Volgens de kantonrechter is het meest verstrekkende verweer van werknemer het beroep op verjaring. Onbetwist is gebleven dat Aabo pas op 8 oktober 2014 bij de steekproef de nul-facturen heeft ontdekt. Dit is dan ook het moment waarop de verjaringstermijn is aangevangen ten aanzien van alle nul-facturen. Dat Aabo op een eerder moment deze nul-facturen had kunnen ontdekken, maakt het voorgaande niet anders. Conclusie is daarom dat de vordering met betrekking tot de in 2014 ontdekte nul-facturen niet is verjaard, nu de dagvaarding op 30 januari 2018 (te weten minder dan vijf jaar later) aan werknemer is betekend. Daarnaast voert werknemer aan dat niet is geklaagd over de nul-facturen binnen een redelijke termijn. Vast staat echter dat na de ontdekking op 8 oktober 2014 direct op 10 oktober 2014 een gesprek met hem heeft plaatsgevonden, waarin hij is aangesproken op het maken van nul-facturen. Onder die omstandigheden valt niet in te zien dat niet tijdig is geklaagd. Verder betwist werknemer dat Aabo schade heeft geleden en hij daarvoor aansprakelijk is en verwijst hij daarbij naar de bedrijfscultuur.

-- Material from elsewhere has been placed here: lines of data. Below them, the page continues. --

PR #2143, opened 2018-12-13
Decouple completion engine internals

reaysawa:
#### I will fix documentation and tests after the API changes are discussed and reviewed

# Notions
- The completion engine and the Autocmd events should be decoupled.
- Users can override the behavior of what happens to the results.
- Allow for interaction with other plugins, like deoplete (mentioned on https://github.com/w0rp/ale/issues/1753).

# Changes
- The process for polling/queuing activation has been separated from the Omnifunc itself.
- The old `ale#completion#Show` method called at the end of the completion parsing chain has been repurposed as `ale#completion#QueryDone`, which calls
     - Overridable **ALEProcessCompletionResults** for processing the parsed candidates for completion.
     - Overridable **ALEAfterCompletionResults** for adding flexibility to what happens after the processing is finished.

# How to test
Follow the instructions inside of [minimal_autocompletion_vimrc](test/completion/vimrc/minimal_autocompletion_vimrc).

### DIFF
--- a/autoload/ale/completion.vim
+++ b/autoload/ale/completion.vim
@@ -19,6 +19,7 @@ let g:ale_completion_max_suggestions = get(g:, 'ale_completion_max_suggestions',
 let s:timer_id = -1
 let s:timer_pos = []
 let s:last_done_pos = []
+let s:currently_queued_pos = []
 
 " CompletionItemKind values from the LSP protocol.
 let s:LSP_COMPLETION_TEXT_KIND = 1
@@ -184,40 +185,50 @@ function! ale#completion#RestoreCompletionOptions() abort
     endif
 endfunction
 
-function! ale#completion#OmniFunc(findstart, base) abort
-    if a:findstart
-        let [l:line, l:column] = getcurpos()[1:2]
-        let l:regex = s:GetFiletypeValue(s:omni_start_map, &filetype)
-        let l:up_to_column = getline(l:line)[: l:column - 2]
-        let l:match = matchstr(l:up_to_column, l:regex)
+function! ale#completion#FindCompletionStart() abort
+    let [l:line, l:column] = getcurpos()[1:2]
+    let l:regex = s:GetFiletypeValue(s:omni_start_map, &filetype)
+    let l:up_to_column = getline(l:line)[: l:column - 2]
+    let l:match = matchstr(l:up_to_column, l:regex)
 
-        let b:ale_completion_start = l:column - len(l:match) - 1
+    let b:ale_completion_start = l:column - len(l:match) - 1
 
-        return b:ale_completion_start
+    return b:ale_completion_start
+endfunction
+
+function! ale#completion#PollCompletionResults() abort
+    if ale#completion#Queue()
+        return []
     else
-        if ale#completion#Queue()
-            return []
-        else
-            return get(b:, 'ale_completion_result', [])
-        endif
+        return get(b:, 'ale_completion_result', [])
     endif
 endfunction
 
-function! ale#completion#Results() abort
+function! ale#completion#OmniFunc(findstart, base) abort
+    if a:findstart
+        return ale#completion#FindCompletionStart()
+    else
+        return ale#completion#PollCompletionResults()
+    endif
+endfunction
+
+function! ale#completion#QueryDone() abort
     let s:last_done_pos = getcurpos()[1:2]
 
-    call ale#completion#ProcessResults(get(b:, 'ale_completion_result', []))
+    let b:ale_completion_result = ALEProcessCompletionResults(get(b:, 'ale_completion_result', []))
 
-    call ale#completion#AfterResults()
+    call ALEAfterCompletionResults()
 endfunction
 
-function! ale#completion#ProcessResults(completion_result) abort
-    " Users may override this function to process the results however they
-    " see fit.
-    return a:completion_result
+function! ALEProcessCompletionResults(completion_results) abort
+    " Users may override this function to act on the results however they
+    " see fit. Needs to be not namespaced.
+    return a:completion_results
 endfunction
 
-function! ale#completion#AfterResults() abort
+function! ALEAfterCompletionResults() abort
+    " Users may override this function to act on the results however they
+    " see fit. Needs to be not namespaced.
     if !ale#util#Mode() is# 'i'
         return
     endif
@@ -430,7 +441,7 @@ function! ale#completion#HandleTSServerResponse(conn_id, response) abort
     elseif l:command is# 'completionEntryDetails'
         let b:ale_completion_result = ale#completion#ParseTSServerCompletionEntryDetails(a:response)
 
-        call ale#completion#Results()
+        call ale#completion#QueryDone()
     endif
 endfunction
 
@@ -442,7 +453,7 @@ function! ale#completion#HandleLSPResponse(conn_id, response) abort
 
     let b:ale_completion_result = ale#completion#ParseLSPCompletions(a:response)
 
-    call ale#completion#Results()
+    call ale#completion#QueryDone()
 endfunction
 
 function! s:OnReady(linter, lsp_details, ...) abort
@@ -563,11 +574,14 @@ endfunction
 function! ale#completion#Queue() abort
     let s:timer_pos = getcurpos()[1:2]
 
-    if s:timer_pos == s:last_done_pos
+    if s:timer_pos == s:last_done_pos || s:timer_pos == s:currently_queued_pos
         " Do not ask for completions if the cursor rests on the position we
-        " last completed on.
+        " last completed on, or if the position is the one currently being
+        " queried by the engine.
         return 0
     endif
+
+    let s:currently_queued_pos = s:timer_pos
 
     " If we changed the text again while we're still waiting for a response,
     " then invalidate the requests before the timer ticks again.
@@ -582,12 +596,17 @@ function! ale#completion#Queue() abort
     return 1
 endfunction
 
-function! ale#completion#Done() abort
+function! ale#completion#Finished() abort
     silent! pclose
 
     call ale#completion#RestoreCompletionOptions()
 
     let s:last_done_pos = getcurpos()[1:2]
+endfunction
+
+function! ale#completion#ClearBufferResults() abort
+    let b:ale_completion_result = []
+    let b:ale_completion_info = {}
 endfunction
 
 function! s:Setup(enabled) abort
@@ -596,7 +615,7 @@ function! s:Setup(enabled) abort
 
         if a:enabled
             autocmd TextChangedI * call ale#completion#Queue()
-            autocmd CompleteDone * call ale#completion#Done()
+            autocmd CompleteDone * call ale#completion#Finished()
         endif
     augroup END
 
--- a/autoload/ale/completion.vim
+++ b/autoload/ale/completion.vim
@@ -1,6 +1,8 @@
 " Author: w0rp <devw0rp@gmail.com>
 " Description: Completion support for LSP linters
 
+let g:ale_autocompletion_enabled = 0
+
 " The omnicompletion menu is shown through a special Plug mapping which is
 " only valid in Insert mode. This way, feedkeys() won't send these keys if you
 " quit Insert mode quickly enough.
@@ -193,33 +195,19 @@ function! ale#completion#OmniFunc(findstart, base) abort
 
         return l:column - len(l:match) - 1
     else
-        " Parse a new response if there is one.
-        if exists('b:ale_completion_response')
-        \&& exists('b:ale_completion_parser')
-            let l:response = b:ale_completion_response
-            let l:parser = b:ale_completion_parser
-
-            unlet b:ale_completion_response
-            unlet b:ale_completion_parser
-
-            let b:ale_completion_result = function(l:parser)(l:response)
+        if g:ale_autocompletion_enabled
+            return get(b:, 'ale_completion_result', [])
+        else
+            return ale#completion#ProcessCompletions()
         endif
-
-        call s:ReplaceCompletionOptions()
-
-        return get(b:, 'ale_completion_result', [])
     endif
 endfunction
 
-function! ale#completion#Show(response, completion_parser) abort
-    if ale#util#Mode() isnot# 'i'
+function! ale#completion#Show() abort
+    if !g:ale_autocompletion_enabled || !g:ale#util#Mode() isnot# 'i'
         return
     endif
 
-    " Set the list in the buffer, temporarily replace omnifunc with our
-    " function, and then start omni-completion.
-    let b:ale_completion_response = a:response
-    let b:ale_completion_parser = a:completion_parser
     " Replace completion options shortly before opening the menu.
     call s:ReplaceCompletionOptions()
 
@@ -228,6 +216,11 @@ endfunction
 
 function! s:CompletionStillValid(request_id) abort
     let [l:line, l:column] = getcurpos()[1:2]
+
+    return has_key(b:, 'ale_completion_info')
+    \&& b:ale_completion_info.request_id == a:request_id
+    \&& b:ale_completion_info.line == l:line
+    \&& b:ale_completion_info.column == l:column
 
     return ale#util#Mode() is# 'i'
     \&& has_key(b:, 'ale_completion_info')
@@ -418,10 +411,9 @@ function! ale#completion#HandleTSServerResponse(conn_id, response) abort
             \)
         endif
     elseif l:command is# 'completionEntryDetails'
-        call ale#completion#Show(
-        \   a:response,
-        \   'ale#completion#ParseTSServerCompletionEntryDetails',
-        \)
+        let b:ale_completion_result = ale#completion#ParseTSServerCompletionEntryDetails(a:response)
+
+        call ale#completion#Show()
     endif
 endfunction
 
@@ -431,10 +423,9 @@ function! ale#completion#HandleLSPResponse(conn_id, response) abort
         return
     endif
 
-    call ale#completion#Show(
-    \   a:response,
-    \   'ale#completion#ParseLSPCompletions',
-    \)
+    let b:ale_completion_result = ale#completion#ParseLSPCompletions(a:response)
+
+    call ale#completion#Show()
 endfunction
 
 function! s:OnReady(linter, lsp_details, ...) abort
@@ -489,6 +480,12 @@ function! s:OnReady(linter, lsp_details, ...) abort
     endif
 endfunction
 
+function! ale#completion#ProcessCompletions() abort
+    call ale#completion#GetCompletions()
+
+    return get(b:, 'ale_completion_result', [])
+endfunction
+
 function! s:GetLSPCompletions(linter) abort
     let l:buffer = bufnr('')
     let l:lsp_details = ale#lsp_linter#StartLSP(l:buffer, a:linter)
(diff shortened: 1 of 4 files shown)


autoload/ale/completion.vim
```diff
@@ -183,52 +185,71 @@ function! ale#completion#RestoreCompletionOptions() abort
...
+    endif
 endfunction
 
 function! s:CompletionStillValid(request_id) abort
     let [l:line, l:column] = getcurpos()[1:2]
 
+    return has_key(b:, 'ale_completion_info')
+    \&& b:ale_completion_info.request_id == a:request_id
+    \&& b:ale_completion_info.line == l:line
+    \&& b:ale_completion_info.column == l:column
```
w0rp: You need to remove the `return` statement below. Something will have to be done about checking that the mode is `'i'` still, for insert mode. Make sure we still check that the mode is `'i'` (Using the Mode wrapper function so we can test it.) before using `feedkeys()` with `<C-x><C-o>`.

autoload/ale/completion.vim
```diff
@@ -183,52 +185,71 @@ function! ale#completion#RestoreCompletionOptions() abort
...
-    endif
+function! ALEProcessCompletionResults(completion_results) abort
+    " Users may override this function to act on the results however they
+    " see fit. Needs to be not namespaced.
+    return a:completion_results
 endfunction
 
-function! ale#completion#Show(response, completion_parser) abort
-    if ale#util#Mode() isnot# 'i'
+function! ALEAfterCompletionResults() abort
```
w0rp: Doesn't deoplete accept autoload functions? Why not?

w0rp: Does deoplete need to use this function at all? This function opens up the completion menu itself, so I'd imagine it's only useful when you aren't using deoplete.

autoload/ale/completion.vim
```diff
@@ -183,52 +185,71 @@ function! ale#completion#RestoreCompletionOptions() abort
...
+endfunction
+
+function! ale#completion#PollCompletionResults() abort
+    if ale#completion#Queue()
+        return []
+    else
+        return get(b:, 'ale_completion_result', [])
+    endif
+endfunction
+
```
w0rp: I think you can pretty much undo the changes here. The code is basically the same, and the changes don't really improve on what was there. The previous behavior of looking at the line and column as requested instead of the current cursor position may be more appropriate.

autoload/ale/completion.vim
```diff
@@ -17,7 +17,9 @@ let g:ale_completion_excluded_words = get(g:, 'ale_completion_excluded_words', [
 let g:ale_completion_max_suggestions = get(g:, 'ale_completion_max_suggestions', 50)
 
 let s:timer_id = -1
+let s:timer_pos = []
 let s:last_done_pos = []
+let s:currently_queued_pos = []
```
w0rp: As mentioned before, you can remove this.

autoload/ale/completion.vim
reaysawa: When a result is parsed into menu candidates, after that, the caller needs a way to know that the results are ready to be used on their end. For deoplete I've overrode this function with:

```
function! ALEAfterCompletionResults() abort
    call deoplete#send_event('CompleteDone', 'ale')
endfunction
```

For other completion plugins, people can override this "call be when it's done callback" with something else, hence the name _**After**_CompletionResults.

autoload/ale/completion.vim
```diff
@@ -557,18 +572,17 @@ function! ale#completion#StopTimer() abort
 endfunction
 
 function! ale#completion#Queue() abort
-    if !g:ale_completion_enabled
-        return
-    endif
```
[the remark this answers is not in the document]
reaysawa: Shouldn't the person know that `ale#completion#Disable()` is the right way to do this? TextChangedI is a pretty costly autocmd to trigger if it's not being used.

autoload/ale/completion.vim
```diff
@@ -557,18 +572,17 @@ function! ale#completion#StopTimer() abort
...
+    if s:timer_pos == s:last_done_pos || s:timer_pos == s:currently_queued_pos
         " Do not ask for completions if the cursor rests on the position we
-        " last completed on.
-        return
+        " last completed on, or if the position is the one currently being
+        " queried by the engine.
+        return 0
     endif
 
+    let s:currently_queued_pos = s:timer_pos
```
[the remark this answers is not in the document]
reaysawa: 1. Outside source asks for completion and it's already there (**s:last_done_pos**)
2. Outside source asks for completion and it's not done yet, but it has been dispatched for this position so there's no need to call this function again (**s:currently_queued_pos**)

How do I signal situation two without this?

autoload/ale/completion.vim
reaysawa: It is a mistake that there are two return statements,

but the name `CompletionStillValid` speaks to me that it checks if completion is still valid, not if Vim is still in insert mode or if ALE is supposed to show this in the screen. The outside source shouldn't be bound by this behavior.

autoload/ale/completion.vim
reaysawa: Is this referring to the whole block of changes above? `ale#completion#PollCompletionResults `and `ale#completion#FindCompletionStart`

Those were exactly what was before inside of ale#completion#OmniFunc, only turned into functions because external sources don't use the flow of omnifunctions to command their behavior.

reaysawa:
@w0rp as with #1889 it seems like we have a lot of different opinions on the internal design of this file. You are able to push commits to this branch too, so can you redesign those changes when you have the time? It will be clear to me if I can adjust your changes to my deoplete plugin, or if it needs some tweaking.

I've pushed the plugin code (it's only this 70 line file) to [deoplete_ale.py](https://github.com/reaysawa/deoplete-ale/blob/master/rplugin/python3/deoplete/sources/deoplete_ale.py) for you to take a look.

It stops the ALE source when 'completion_done' is set (line 32-33) from a manual event dispatched with

```
function! ALEAfterCompletionResults() abort
    call deoplete#send_event('CompleteDone', 'ale')
endfunction
```

autoload/ale/completion.vim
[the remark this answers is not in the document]
w0rp: They should, but I'd leave the check in here anyway. It doesn't cost much, and it will be useful later if we add `b:ale_completion_enabled`.

autoload/ale/completion.vim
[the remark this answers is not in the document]
w0rp: You should remove the `s:currently_queued_pos` disabled check, and let the code run through to stopping and restarting the timer. The timer should be reset from when the last request was made, say if the delay is 200ms, and you make two requests at 0ms and 100ms, then the timer function should be called at 300ms.

autoload/ale/completion.vim
w0rp: Yes. Remove the `return` statement below this one, as I said.

autoload/ale/completion.vim
w0rp: Replacing an existing function like that is bad design, and it doesn't make sense. Instead of doing that, let's add the deoplete source to ALE, and we don't need to call the function for opening the omnicomplete menu when ALE completion integration with LSP is being used as a completion source.

w0rp:
See if you can implement deoplete integration without defining any global functions at all.

You can push the changes, and I can review them later.

autoload/ale/completion.vim
w0rp: Cool, thank you for clarifying. That makes sense.

Remember to add tests for these function names.

Let's add the deoplete source file to ALE's repo itself.

reaysawa:
Finally got some room back to act on this. I'll try to follow up on your inquiries but let me explain why it's set up this way and also comment on your comments.

---

[Python code for reference](https://github.com/reaysawa/deoplete-ale/blob/master/rplugin/python3/deoplete/sources/deoplete_ale.py)

Line 57 and forward of the Python code reads like this

        context['initial_position'] = self.get_completion_position()

        if context['initial_position'] < 0:
            return []
        else:
            context['is_async'] = True


When the position is invalid for the filetype we return right away without setting the `['is_async'] = True` flag in the context object. What happens is that  **at the end of gather_candidates**, if this flag is turned off, it won't try to get results from the source again. The idea is to let deoplete keep calling this function until we trigger the manual event to stop it at line 33.

By default it polls every source with _is_async_ every 1 second until it sets the flag to false, regardless of it having results or not. This is useful as compared to stopping/restarting timers because you could use those "heartbeats" to process LSP results sparsely and keep adding to deoplete, similar to what you said about

>I had set it up so parsing of results was deferred until just before the menu is shown, to spread out the processing between frames a bit, but I think it should be fine to just parse the results right away.

---

On line 53 a check is done for

    if 'initial_position' not in context:

Checking if this source has just been initialized.

I thought that instead of calling repeatedly _ale#completion#PollCompletionResults_ and returning its result until the manual trigger is received (relies on _s:currently_queued_pos_), I could also use this block of code to call Queue only once, and then not call ALE again until we get the manual trigger back. The problem with the latter is the lack of coordination; with the current approach, if the user types again halfway through the function, we incidentally call Queue again which will invalidate the results and keep the asynchronicity running smoothly. Otherwise we'd have to go through, repeatedly

- Deoplete activation delay
- Deoplete async setup (heartbeats every 1 second)
- ALE restarting timers
- ALE completion delay

Plus other potential "unknown problems" of inconsistency between the menu candidates.

Furthermore I don't agree with the notion of "polluting the global namespace" because those functions give more flexibility to use the engine without having to be bound by the behavior of what ALE considers as autocompletion. For instance, you can't call the omnifunction manually as of now and this could more broadly remedy that to some extent.

---

> Replacing an existing function like that is bad design, and it doesn't make sense. Instead of doing that, let's add the deoplete source to ALE, and we don't need to call the function for opening the omnicomplete menu when ALE completion integration with LSP is being used as a completion source.

ALEAfterCompletionResults is opening as an avenue for users (in general) to customize what happens after completion results, it could be anything related to any other plugin like MUComplete [which does not support asynchronous calls](https://github.com/lifepillar/vim-mucomplete/issues/70#issuecomment-375415566).

---

> Let's add the deoplete source file to ALE's repo itself.

Doable as shown by [OmniSharp-vim](https://github.com/OmniSharp/omnisharp-vim/tree/master/rplugin/python3/deoplete/sources), but the path will have to be created at the root of the repo. I agree that it is way better, so that the ALE community can contribute directly to it.

reaysawa:
Like I said I will try to follow on your proposals and see if it clicks with this setup, but it already syncs up decently well after the tweaks I have made. This is how it is currently with

    let g:ale_completion_enabled = 0
    let g:ale_completion_delay = 200
    call deoplete#custom#source('ale', 'min_pattern_length', 0)

[Demo](https://my.mixtape.moe/wfnaaw.mp4)

It can be very much improved and fine grained as far as controls over results go using some deoplete filters or a with a good strategy for clearing lingering results from previous quick completions, if any... But it is smooth as of now. I can control how "spammy" it is directly through

    let g:ale_completion_delay = 200

Changing the behavior could make it more clunky but I don't know that as of now, so I'll use it some more in the next few days and see if I can come up with something more conforming to your requests.

w0rp:
Defining a global function like that to be replaced is bad design. ALE's function could be loaded after some user-supplied function, so it's difficult to replace. We can't support users replacing particular functions, that will make maintenance very difficult. It's much better to offer a documented setting, like a variable naming a function to call, or an autocmd event.

Could you add the Python part of this to the pull request? I'll look at getting all of this to work with tests for everything, including the Python code.

reaysawa:
@w0rp here you go, I have added the source in respect to the filepath needed by deoplete to load and recognize the plugin. I have also not touched the code in order to not disrupt your previous review.

If you have more questions about deoplete, though I don't know much, I can venture deeper into the source. I appreciate the time you invested in the discussion and the work done in the whole of ALE. : D

w0rp:
Thanks! I'll have a look when I can. Christmas holiday family time is essentially over now.

andreypopp:
Would it be possible to provide synchronous completion interface via omnifunction? That would greatly benefit those not using large completion frameworks but just plain omnicompletion.

reaysawa:
@andreypopp that was a smaller goal of this PR. If you look at [completion.vim#L149](https://github.com/w0rp/ale/blob/master/autoload/ale/completion.vim#L149), you'll see that ALEdoes some trickery to keep the popup window opened without interfering with your native completion options, which can be a good thing IMO.

Aside from that, multiple `if !g:ale_completion_enabled` checks scattered across the file made it so you couldn't have **completion** without **autocompletion** by default.

Due to the replacement trick I mentioned above, which is embedded directly into the omnifunction, it might not work. Try to manually disable the autocmd events (ALECompletionGroup) after `ale#completion#Enable` and see if it clicks for you.

w0rp:
@andreypopp It would still be asynchronous, but yes, that is possible, and that's a separate problem. This PR is just about making it so ALE can be used as a source for deoplete or something else.

reaysawa:
Kinda related: does TSServer have any issues on providing completions around the dot? I've introduced some variables to debug how the prefix was being sent after some changes and it seemed to be identified correctly (e.g. Array. , Object. , etc...) and the word seemed to be captured correctly, but it still didn't work 100% of the time. Below recording is from the latest ALE master without any adulteration.

https://asciinema.org/a/sV3tAmgg07MrcX7OWeHeIiO3Q

I can reproduce it kinda easily there by going back-and-forth on the dot after showing the suggestions for the position, but I've felt like this also happened "at random" sometimes, where I had to type the last letter from the preceding word and the dot again for the suggestions to show up.

Obviously I don't suggest that people become too submissive on completing from LSP (they can use tune their needs and manual completion when it comes around), but I wish it to always be reliable when needed. I wonder if it also happens for other sources.

Perhaps related to https://github.com/w0rp/ale/issues/2041?

w0rp:
I would just like to note that working on deoplete integration with your help is near the top of the list of my priorities for ALE, alongside the unrelated task of working on more asynchronous programming support for ALE fixers and linters that require complicated logic. The next version of ALE will be tagged as 3.0.0 due to a breaking change I have already added for fixers, which doesn't seem to have caused any problems for anyone, as maybe only I used the feature in particular.

For 3.0.0, I would like to accomplish the following for completion.

1. Get support for getting completions via a custom command in.
2. Get support for using ALE as a deoplete source in, complete with unit tests for the Python code.
3. Maybe support a documented omnicomplete function. (I'm not entirely certain this is possible, or a good idea yet.)
4. Ensure the asynchronous completion support that exists already, which I use pretty much every day at work, continues to function properly.

reaysawa:
Cool. I'll recap the aftermath from the previous discussion from my understanding.

## ALEProcessCompletionResults

The function that will get all of the results and filter them according to some criteria (e.g. the [deoplete filter API](https://github.com/Shougo/deoplete.nvim/tree/master/rplugin/python3/deoplete/filter), any user defined function to his choosing). It's misplaced in the code because it needs access to the results before ALE caps the count with `g:ale_completion_max_suggestions`.

## ALEAfterCompletionResults

What gets done after the LSP server has handed the candidates over. I could not be interested in what ALE plans to do after that so I want to replace the "after" behavior with my own. In the case of deoplete, it could be:

```
function! ALEAfterCompletionResults() abort
    call deoplete#send_event('CompleteDone', 'ale')
endfunction
```


MUComplete, on the other hand, doesn't work asynchronously, so even if the omnifunction could be triggered manually,  (which is what the plugins does, trigger each completion method manually until one of them has something to show), due to ALE it returning an empty array in the first call, it would simply skip it. A way to get around that could be something like:

```
function! ALEAfterCompletionResults() abort
    let b:mucomplete_ale_ready = 1
endfunction
```

From the user's point of view, I think this is needed to differentiate between empty list (not ready) and empty list (I've tried but got nothing). If you don't want to "pollute the global scope" then it could be two user supplied lambdas like:

```
let g/b:ale_completion_filter_func = function('something')
let g/b:ale_completion_after_func = function('something')
```

Then put in if checks in the relevant parts to see if the behavior needs to be overriden.

## s:currently_queued_pos
The way I chose to open up the completion querying was through queueing/polling. The consumer will queue the current position and keep asking for results until ALE tells him to stop (ALEAfterCompletionResults). He will do so involuntarily (which is why resetting the timers and sending new requests won't work) using timer_start or something else until he chooses to stop, which, in the case of deoplete, is setting `context['is_async'] = False`, as I already mentioned above.

The [deoplete source will receive the event sent in ALEAfterCompletionResults](https://github.com/w0rp/ale/pull/2143/files#diff-62c6f532e8e2b6f9c1a574b6b697a71cR32)  and set the  custom property

`context['completion_done'] = True`

If we're halfway through the cycle or just starting `gather_candidates` when this happens, it does not matter since the check happens near the end. If the user types something else just before this happens, since we called

`candidates = self.vim.call(self.poll_func)`

The poll function would have invalidated the previous results just before the check, because candidates got overridden with the empty array returned on [line 201](https://github.com/w0rp/ale/pull/2143/files#diff-5d92fd447d59e3c6fa7e6eccdc172f7aR201); queue knows it's invalid because the position is kept track of in s:currently_queued_pos, and that has changed with user input.

Nevertheless the custom flag ('completion_done') is still set, so it would enter the final if condition and set _is_async_ to false. I think this could be a bug in some situations and the decision to continue should be presented if the position is still valid. We'd need to either:

1. Notify deoplete that the position has changed with another event, set another custom flag, check for that before shutting off.
2. Call `get_completion_position()` again, as it's done at the start, and check if the position is still valid; that being the case, still invalidate the results for the previous position, but keep going.

---

Overall this is the way I chose to go about making the two coordinate together, but you can come up with your own scheme and see if it works well.

reaysawa:
> Get support for using ALE as a deoplete source in, complete with unit tests for the Python code.

It already works to some extent if you want to test it. The setup needed is

```
call deoplete#custom#option({
... other options
  \ 'sources': {
  \   'javascript': ['ale']
  \ }
\ }

call deoplete#custom#source('ale', 'min_pattern_length', 0)

function! ALEAfterCompletionResults() abort
    call deoplete#send_event('CompleteDone', 'ale')
endfunction

call deoplete#enable()
```

Granted I've only used it with tsserver. It has the problems I mentioned with the dot trigger but I don't know exactly who's at fault in that case, it could be some bug in there.

> Maybe support a documented omnicomplete function. (I'm not entirely certain this is possible, or a good idea yet.)

I think people looking to use the completion capabilities are not interested in the omnicomplete pattern, which is something particular to Vim. If I'm an outside caller I need to know:

- How to trigger the queue
- How to know when they're done
- How to fetch the results when they're done

These need to be as direct as possible.

> Ensure the asynchronous completion support that exists already, which I use pretty much every day at work, continues to function properly.

I've included the minimal vimrc with instructions for testing default ALE completion, with as little variable usage as possible, and it's not broken or anything. You're free to see for yourself with test/completion/vimrc/minimal_autocompletion_vimrc.

w0rp:
Do whatever, as long as the following criteria are met.

1. Make sure everything currently supported continues to work.
2. Don't over-complicate the code too much, and don't design any completion functions to be something you can replace.
3. Add unit tests to cover all of the changes in VimL, and unit tests for Python code.

The thread for this PR is _way, way_ too long. Just write some code and don't overthink it.

reaysawa:
@w0rp Oh, I'm sorry, but since you said

> Could you add the Python part of this to the pull request? I'll look at getting all of this to work with tests for everything, including the Python code.

I had understood that you would take care of handling this yourself and were already working out some code. After the seemingly unending back-and-forth and the period of inactivity I've given up on the idea of driving this forward myself.

Since then I'm merely providing information that might be useful for the next person (I thought, you) to use it. The only reason why I commented after this week of a downtime is because I thought you might be still trying to figure out the best way to do this, so I tried to chime in more, as there's no hurt to it.

Let me stress that **I don't have the will or the availability to go forward with this anymore**, as I've already spent time and thought adjusting to not having it. Best of luck and I hope this is understandable.

w0rp:
Okay, thank you for all of the information. I will work on this eventually, but that could be weeks away from now. I'm slowly working on adding more async support in general, and I'll either finish that first or get part of the way into that and then work on this.

w0rp:
This will be implemented later.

Werknemer heeft onvoldoende aangevoerd om te concluderen dat het hem was toegestaan en/of dat het bedrijfscultuur was om goederen weg te geven. Dat dit wel zo was, strookt ook niet met de eigen verklaring van werknemer dat hij met de nul-facturen voorraadverschillen probeerde te maskeren. De schade wordt begroot op de inkoopbedragen van de op de nul-facturen genoemde producten. Ingevolge artikel 7:661 lid 1 BW is werknemer alleen aansprakelijk voor deze schade, indien vast komt te staan dat de schade het gevolg is van opzet of bewuste roekeloosheid van werknemer. Nu werknemer zelf heeft verklaard dat hij opzettelijk de voorraadverschillen heeft willen verbergen, wordt geoordeeld dat werknemer ernstig verwijtbaar heeft gehandeld. Met betrekking tot de vorderingen ten aanzien van de handelingen van werknemer vóór 30 januari 2013 oordeelt de kantonrechter dat Aabo niet nader heeft toegelicht dat werknemer haar brieven heeft ontvangen en dat zij door overlegging van de brief van 27 mei 2016 onvoldoende heeft gesteld om te kunnen concluderen dat zij werknemer in 2014 aansprakelijk heeft gesteld en zij de verjaringstermijn daarna heeft gestuit. De gevorderde verklaring voor recht is te algemeen geformuleerd om voor toewijzing in aanmerking te komen, nu onder meer de concrete door Aabo gestelde tekortkoming(en) niet in de gevorderde verklaring zijn opgenomen.